Nuovo provvedimento sulla incostituzionalità dei DPCM in ambito Covid e sul reato di falso in autocertificazione.
Il GIP di Reggio Emilia, con la sent. 54/2021 del 27/01/21 è nuovamente intervenuto sulla possibilità per i DPCM in materia di Covid di obbligare la permanenza domiciliare, arrivando persino ad escludere il reato di falso nell’autocerficazione.
Nel caso di specie, veniva contestato a ciascun imputato il delitto di cui all’art. 483 CP «…perché, compilando atto formale di autocertificazione per dare contezza del loro essere al di fuori dell’abitazione in contrasto con l’obbligo imposto dal DCPM 08.03.2020, attestavano falsamente ai Carabinieri di Correggio: (…) [l’una] di essere andata a sottoporsi ad esami clinici; (…) [l’altra] di averla accompagnata…», avendo il personale in forza al Comando Carabinieri di Correggio accertato che la donna quel giorno non aveva fatto alcun accesso presso l’Ospedale di Correggio.
Il ragionamento del Magistrato si basa sulla doverosa precisazione che l’art. 13 Cost. stabilisce che le misure restrittive della libertà personale possono essere adottate solo su «…atto motivato dall’autorità giudiziaria e nei soli casi e modi previsti dalla legge»; da cui consegue che un DPCM non può disporre alcuna limitazione della libertà personale, trattandosi di fonte meramente regolamentare di rango secondario e non già di un atto normativo avente forza di legge; inoltre, secondo l’attenta analisi del dettato costituzionale, neppure una legge (o un atto normativo avente forza di legge, qual è il decreto-legge) potrebbe prevedere in via generale e astratta, nel nostro ordinamento, l’obbligo della permanenza domiciliare disposto nei confronti di una pluralità indeterminata di cittadini, posto che l’art. 13 Cost. postula una doppia riserva, di legge e di giurisdizione, implicando necessariamente un provvedimento individuale, diretto dunque nei confronti di uno specifico soggetto, in osservanza del dettato di cui al richiamato art. 13 Cost.

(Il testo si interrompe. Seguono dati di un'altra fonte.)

PR #297, opened 2018-11-05
Refs #3641 Fixed localhost in TCP. 

LuisGP:
- Improved locators shrink.
- Improved mutex usage on SocketConnected method.
- TransactionId is now accessed by mutex.

### DIFF
--- a/src/cpp/rtps/reader/StatefulReader.cpp
+++ b/src/cpp/rtps/reader/StatefulReader.cpp
@@ -77,6 +77,9 @@ bool StatefulReader::matched_writer_add(RemoteWriterAttributes& wdata)
 
     getRTPSParticipant()->createSenderResources(wdata.endpoint.remoteLocatorList, false);
 
+
+    wdata.endpoint.unicastLocatorList =
+        mp_RTPSParticipant->network_factory().ShrinkLocatorLists({wdata.endpoint.unicastLocatorList});
     WriterProxy* wp = new WriterProxy(wdata, this);
 
     wp->mp_initialAcknack->restart_timer();
--- a/src/cpp/transport/TCPTransportInterface.cpp
+++ b/src/cpp/transport/TCPTransportInterface.cpp
@@ -1036,6 +1036,7 @@ LocatorList_t TCPTransportInterface::ShrinkLocatorLists(const std::vector<Locato
                     Locator_t loopbackLocator;
                     FillLocalIp(loopbackLocator);
                     IPLocator::setPhysicalPort(loopbackLocator, IPLocator::getPhysicalPort(*it));
+                    IPLocator::setLogicalPort(loopbackLocator, IPLocator::getLogicalPort(*it));
                     pendingUnicast.push_back(loopbackLocator);
                     break;
                 }
@@ -1091,13 +1092,15 @@ void TCPTransportInterface::SocketAccepted(TCPAcceptor* acceptor, const asio::er
         }
         else
         {
-            logError(RTPC, "Incomming connection from unknown Acceptor: " << IPLocator::getPhysicalPort(acceptor->mLocator));
+            logError(RTPC, "Incomming connection from unknown Acceptor: "
+                << IPLocator::getPhysicalPort(acceptor->mLocator));
             return;
         }
     }
     else
     {
         logInfo(RTCP, " Accepting connection failed (error: " << error.message() << ")");
+        eClock::my_sleep(200); // Wait a little to accept again.
     }
 
     if (error.value() != eSocketErrorCodes::eConnectionAborted) // Operation Aborted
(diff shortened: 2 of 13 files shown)


src/cpp/rtps/reader/StatefulReader.cpp
```diff
@@ -77,6 +77,9 @@ bool StatefulReader::matched_writer_add(RemoteWriterAttributes& wdata)
 
     getRTPSParticipant()->createSenderResources(wdata.endpoint.remoteLocatorList, false);
 
+
+    wdata.endpoint.unicastLocatorList =
+        mp_RTPSParticipant->network_factory().ShrinkLocatorLists({wdata.endpoint.unicastLocatorList});
```
MiguelCompany: Should we also create sender resources for unicast locators?

Should we make a similar change on StatelessReader?

src/cpp/transport/TCPTransportInterface.cpp
```diff
@@ -1087,13 +1092,15 @@ void TCPTransportInterface::SocketAccepted(TCPAcceptor* acceptor, const asio::er
...
-            logError(RTPC, "Incomming connection from unknown Acceptor: " << IPLocator::getPhysicalPort(acceptor->mLocator));
+            logError(RTPC, "Incomming connection from unknown Acceptor: "
+                << IPLocator::getPhysicalPort(acceptor->mLocator));
             return;
         }
     }
     else
     {
         logInfo(RTCP, " Accepting connection failed (error: " << error.message() << ")");
+        eClock::my_sleep(200); // Wait a little to accept again.
```
MiguelCompany: Could you explain the reason for this sleep?

src/cpp/transport/TCPTransportInterface.cpp
```diff
@@ -1142,6 +1151,10 @@ void TCPTransportInterface::SocketConnected(Locator_t locator, const asio::error
         }
         else
         {
+            if (error.value() == 111)
```
MiguelCompany: Please use a constant for this. I think it corresponds to asio::error::basic_errors::connection_refused

src/cpp/transport/TCPTransportInterface.cpp
```diff
@@ -1142,6 +1151,10 @@ void TCPTransportInterface::SocketConnected(Locator_t locator, const asio::error
...
+            {
+                eClock::my_sleep(200); // Wait a little before try again.
```
MiguelCompany: Also explain the reason for this sleep.

src/cpp/transport/tcp/RTCPMessageManager.cpp
```diff
@@ -187,6 +187,7 @@ void RTCPMessageManager::fillHeaders(TCPCPMKind kind, const TCPTransactionId &tr
     //logInfo(RTCP, "Send (CRC= " << header.crc << ")");
 
     // LOG
+    /*
```
MiguelCompany: Why have you removed these logs?

src/cpp/transport/tcp/RTCPMessageManager.cpp
```diff
@@ -579,7 +577,7 @@ bool RTCPMessageManager::processRTCPMessage(TCPChannelResource *pChannelResource
     {
     case BIND_CONNECTION_REQUEST:
     {
-        logInfo(RTCP_SEQ, "Receive [BIND_CONNECTION_REQUEST] Seq: " << controlHeader.transactionId);
+        //logInfo(RTCP_SEQ, "Receive [BIND_CONNECTION_REQUEST] Seq: " << controlHeader.transactionId);
```
MiguelCompany: Why have you removed all the logs?

src/cpp/rtps/reader/StatefulReader.cpp
LuisGP: If I remember correctly StatelessReader doesn't create SenderResources. I make the minimal possible changes to this part of code.

src/cpp/transport/TCPTransportInterface.cpp
LuisGP: Sometimes, the acceptor was being stuck on error accepting incoming connections until I included the sleep. It is possible that the error wasn't related to the wait, but I think it doesn't hurt.

src/cpp/transport/TCPTransportInterface.cpp
LuisGP: Changed.

src/cpp/transport/TCPTransportInterface.cpp
LuisGP: Explained in the next commit.

src/cpp/transport/tcp/RTCPMessageManager.cpp
LuisGP: RTCP_SEQ logs were added with debug purposes and in its current state can introduce some noise.

src/cpp/transport/tcp/RTCPMessageManager.cpp
LuisGP: RTCP_SEQ logs were added with debug purposes and in its current state can introduce some noise.

src/cpp/rtps/reader/StatefulReader.cpp
MiguelCompany: And I still think that sender resources should be created for the shrinked unicast locator list

src/cpp/transport/TCPTransportInterface.cpp
MiguelCompany: If I understand correctly, this is to prevent an infinite loop of connect->refuse->connect->refuse calls.

src/cpp/rtps/reader/StatefulReader.cpp
LuisGP: I had a conversation with @richiware the last week with these questions, and the conclusion was, leave as it is. Maybe you both can argument again and see the consequences. But please, share the conclusions!

src/cpp/transport/TCPTransportInterface.cpp
LuisGP: Exactly, once the OS exhausts all out possible file descriptors it will fail forever.

src/cpp/rtps/reader/StatefulReader.cpp
MiguelCompany: Ok. We will leave it as it is.

PR #298, opened 2018-11-06
Log FileConsumer [3709]

LuisGP:
- New FileConsumer
- Log now allows to empty its consumers
- Updated XML parser to allow log configuration.


include/fastrtps/log/FileConsumer.h
```diff
@@ -0,0 +1,49 @@
...
+#include <fastrtps/log/Log.h>
+
+#include <fstream>
+
+namespace eprosima {
+namespace fastrtps {
+
+class FileConsumer : public LogConsumer {
+public:
+    RTPS_DllAPI FileConsumer();
```
JuanCarlos-eProsima: Please, review this file to add DOXYGEN comments

include/fastrtps/xmlparser/XMLParser.h
```diff
@@ -128,7 +128,7 @@ class XMLParser
     RTPS_DllAPI static XMLP_ret parseXMLProfiles(tinyxml2::XMLElement& profiles, up_base_node_t& root);
     RTPS_DllAPI static XMLP_ret parseProfiles(tinyxml2::XMLElement* p_root, BaseNode& profilesNode);
     RTPS_DllAPI static XMLP_ret parseRoot(tinyxml2::XMLElement* p_root, BaseNode& rootNode);
-
+    RTPS_DllAPI static XMLP_ret parseLogConfig(tinyxml2::XMLElement* p_root);
```
JuanCarlos-eProsima: Please add the documentation in doxygen format

include/fastrtps/xmlparser/XMLParser.h
```diff
@@ -139,6 +139,8 @@ class XMLParser
     RTPS_DllAPI static XMLP_ret parseXMLCommonTransportData(tinyxml2::XMLElement* p_root, sp_transport_t p_transport);
     RTPS_DllAPI static XMLP_ret parseXMLCommonTCPTransportData(tinyxml2::XMLElement* p_root, sp_transport_t p_transport);
 
+    RTPS_DllAPI static XMLP_ret parseXMLConsumer(tinyxml2::XMLElement& consumer);
```
JuanCarlos-eProsima: Please add the documentation in doxygen format

src/cpp/log/FileConsumer.cpp
```diff
@@ -0,0 +1,77 @@
...
+   PrintHeader(entry);
+   mFile << entry.message;
+   PrintContext(entry);
+   mFile << std::endl;
+   mFile.flush();
+}
+
+void FileConsumer::PrintHeader(const Log::Entry& entry)
+{
+    auto now = std::chrono::system_clock::now();
```
richiware: This code is common with Stdconsumer. Cannot be in the parent (LogConsumer)?

src/cpp/xmlparser/XMLParser.cpp
```diff
@@ -102,6 +114,10 @@ XMLP_ret XMLParser::parseXML(tinyxml2::XMLDocument& xmlDoc, up_base_node_t& root
                 {
                     ret = parseXMLTopicData(node, *root);
                 }
+                else if (strcmp(tag, LOG) == 0)
+                {
+                    ret = parseLogConfig(node);
+                }
```
richiware: Can you add an `else`? It has to print and return an error.

src/cpp/xmlparser/XMLParser.cpp
```diff
@@ -1462,6 +1478,160 @@ XMLP_ret XMLParser::parseDynamicTypes(tinyxml2::XMLElement* p_root)
...
+    */
+
+    XMLP_ret ret = XMLP_ret::XML_OK;
+    tinyxml2::XMLElement *p_aux0 = nullptr;
+    p_aux0 = p_root->FirstChildElement(LOG);
+    tinyxml2::XMLElement* p_element = nullptr;
+
+    if (p_aux0 != nullptr)
+    {
+        p_element = p_aux0->FirstChildElement(USE_DEFAULT);
```
richiware: Too much splitting between `p_aux0` and `p_root`. Join all code getting the XMLElement in an auxiliary variable and using it. Also be more restrictive. Right now this code permits any other not support tag.

src/cpp/xmlparser/XMLParser.cpp
```diff
@@ -1462,6 +1478,160 @@ XMLP_ret XMLParser::parseDynamicTypes(tinyxml2::XMLElement* p_root)
...
+                    property = property->NextSiblingElement(PROPERTY);
+                }
+
+                std::unique_ptr<FileConsumer> consumer(new FileConsumer(outputFile, append));
+                Log::RegisterConsumer(std::move(consumer));
+            }
+        }
+        else
+        {
+            logError(XMLParser, "Unknown log consumer class: " << classStr);
```
richiware: Also return an error when an error occur in all this code. Use a variable to store the returned value instead of a lot of `return` sentences.

test/unittest/logging/CMakeLists.txt
```diff
@@ -39,5 +49,76 @@ if(NOT ((MSVC OR MSVC_IDE) AND EPROSIMA_INSTALLER))
                 )
         endif()
         add_gtest(LogTests SOURCES ${LOGTESTS_SOURCE})
+
+        set(LOGFILETESTS_SOURCE
+            ${PROJECT_SOURCE_DIR}/src/cpp/xmlparser/XMLProfileManager.cpp
```
richiware: Too much code files to an unit test. Maybe if you separate th logging XML part to a separate CPP, we don't have to depend one dynamic type and so on..

richiware: Another alternative is the xml testing part go to the unit testing of xmlparser.

src/cpp/log/FileConsumer.cpp
JuanCarlos-eProsima: I have merged the timestamp block into a common method in the parent class

src/cpp/xmlparser/XMLParser.cpp
JuanCarlos-eProsima: Added

src/cpp/xmlparser/XMLParser.cpp
JuanCarlos-eProsima: I have rewritten this section to validate all the tags and I have removed the split version unifying the management.

src/cpp/xmlparser/XMLParser.cpp
JuanCarlos-eProsima: Updated following your suggestions

test/unittest/logging/CMakeLists.txt
JuanCarlos-eProsima: I have split the tests between the log management and log parsing, moving the second group to XMLProfileTests

src/cpp/log/FileConsumer.cpp
```diff
@@ -0,0 +1,72 @@
...
+   PrintContext(entry);
+   mFile << std::endl;
+   mFile.flush();
+}
+
+void FileConsumer::PrintHeader(const Log::Entry& entry)
+{
+    PrintTimestamp(mFile);
+
+    switch (entry.kind)
```
richiware: This code also can be joined.

test/unittest/logging/CMakeLists.txt
```diff
@@ -39,5 +39,37 @@ if(NOT ((MSVC OR MSVC_IDE) AND EPROSIMA_INSTALLER))
                 )
         endif()
         add_gtest(LogTests SOURCES ${LOGTESTS_SOURCE})
+
+        set(LOGFILETESTS_SOURCE
```
richiware: Split in `LOGFILETESTS_TEST_SOURCE` adding only `LogFileTests.cpp` and `LOGFILETESTS_SOURCE` will add `LOGFILETESTS_TEST_SOURCE` and the rest of the sources.
Then `add_gtest` will receive only `LOGFILETESTS_TEST_SOURCE`.

For more info see `test/blackbox/CMakeLists.txt:100`

test/unittest/logging/CMakeLists.txt
```diff
@@ -39,5 +39,37 @@ if(NOT ((MSVC OR MSVC_IDE) AND EPROSIMA_INSTALLER))
...
+        target_include_directories(LogFileTests PRIVATE ${GTEST_INCLUDE_DIRS}
+            ${PROJECT_SOURCE_DIR}/include ${PROJECT_BINARY_DIR}/include)
+        target_link_libraries(LogFileTests ${GTEST_LIBRARIES} ${MOCKS} )
+        if(MSVC OR MSVC_IDE)
+            target_link_libraries(LogFileTests ${PRIVACY}
+                iphlpapi Shlwapi
+                )
+        endif()
+        target_link_libraries(LogFileTests ${PRIVACY} fastcdr)
+        if(TINYXML2_LIBRARY)
```
richiware: Instead of a conditional IF, use a cmake generator expresion inside `target_link_libraries`.

test/unittest/logging/CMakeLists.txt
```diff
@@ -39,5 +39,37 @@ if(NOT ((MSVC OR MSVC_IDE) AND EPROSIMA_INSTALLER))
...
+
+        include_directories(${TINYXML2_INCLUDE_DIR})
+
+        add_executable(LogFileTests ${LOGFILETESTS_SOURCE})
+        target_compile_definitions(LogFileTests PRIVATE FASTRTPS_NO_LIB)
+        target_include_directories(LogFileTests PRIVATE ${GTEST_INCLUDE_DIRS}
+            ${PROJECT_SOURCE_DIR}/include ${PROJECT_BINARY_DIR}/include)
+        target_link_libraries(LogFileTests ${GTEST_LIBRARIES} ${MOCKS} )
+        if(MSVC OR MSVC_IDE)
+            target_link_libraries(LogFileTests ${PRIVACY}
```
richiware: Instead of a conditional IF, use a cmake generator expresion inside `target_link_libraries`.

test/unittest/xmlparser/XMLProfileParserTests.cpp
```diff
@@ -523,10 +536,118 @@ TEST_F(XMLProfileParserTests, XMLParserSecurity)
 
 #endif
 
+TEST_F(XMLProfileParserTests, file_xml_consumer_append)
+{
+    // First remove previous executions file
+    std::remove("test1.log");
```
richiware: I think these tests doesn't have to check the behavior of Logger. For this purpose we have its unit tests. These test should check the XML parser do the right thing. Thus, check the consumers or logger configuration was loaded correctly.

test/unittest/xmlparser/CMakeLists.txt
```diff
@@ -173,7 +184,7 @@ if(NOT ((MSVC OR MSVC_IDE) AND EPROSIMA_INSTALLER))
             ${PROJECT_SOURCE_DIR}/include
             ${PROJECT_BINARY_DIR}/include
             )
-            
+
```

Né si potrebbe sostenere che il DPCM sarebbe conforme a Costituzione, in quanto prevedrebbe delle legittime limitazioni della libertà di circolazione ex art. 16 Cost. e non della libertà personale. Infatti, come ha chiarito la Corte Costituzionale la libertà di circolazione riguarda i limiti di accesso a determinati luoghi, come ad esempio, l’affermato divieto di accedere ad alcune zone, circoscritte che sarebbero infette, ma giammai può comportare un obbligo di permanenza domiciliare (Corte Cost., n. 68 del 1964).
Pertanto, alla luce di tutti questi ragionamenti, il GIP di Reggio Emilia ha dichiarato la illegittimità del DPCM indicato per violazione dell’art. 13 Cost., con conseguente dovere del Giudice ordinario di disapplicare tale DPCM ai sensi dell’art. 5 della legge n. 2248 del 1865 All. E.
In conseguenza, infine, ha ritenuto che, proprio in forza del DPCM, ciascun imputato è stato “costretto” a sottoscrivere un’autocertificazione incompatibile con lo stato di diritto del nostro Paese e dunque illegittima, e quindi dalla disapplicazione del DPCM (in quanto incostituzionale) deriva che la condotta di falso, materialmente comprovata come in atti, non sia tuttavia punibile giacché nella specie le esposte circostanze escludono l’antigiuridicità in concreto della condotta e, comunque, perché la condotta concreta, previa la doverosa disapplicazione della norma che imponeva illegittimamente l’autocertificazione, integra un falso inutile, configurabile quando la falsità incide su un documento irrilevante o non influente ai fini della decisione da emettere in relazione alla situazione giuridica che viene in questione.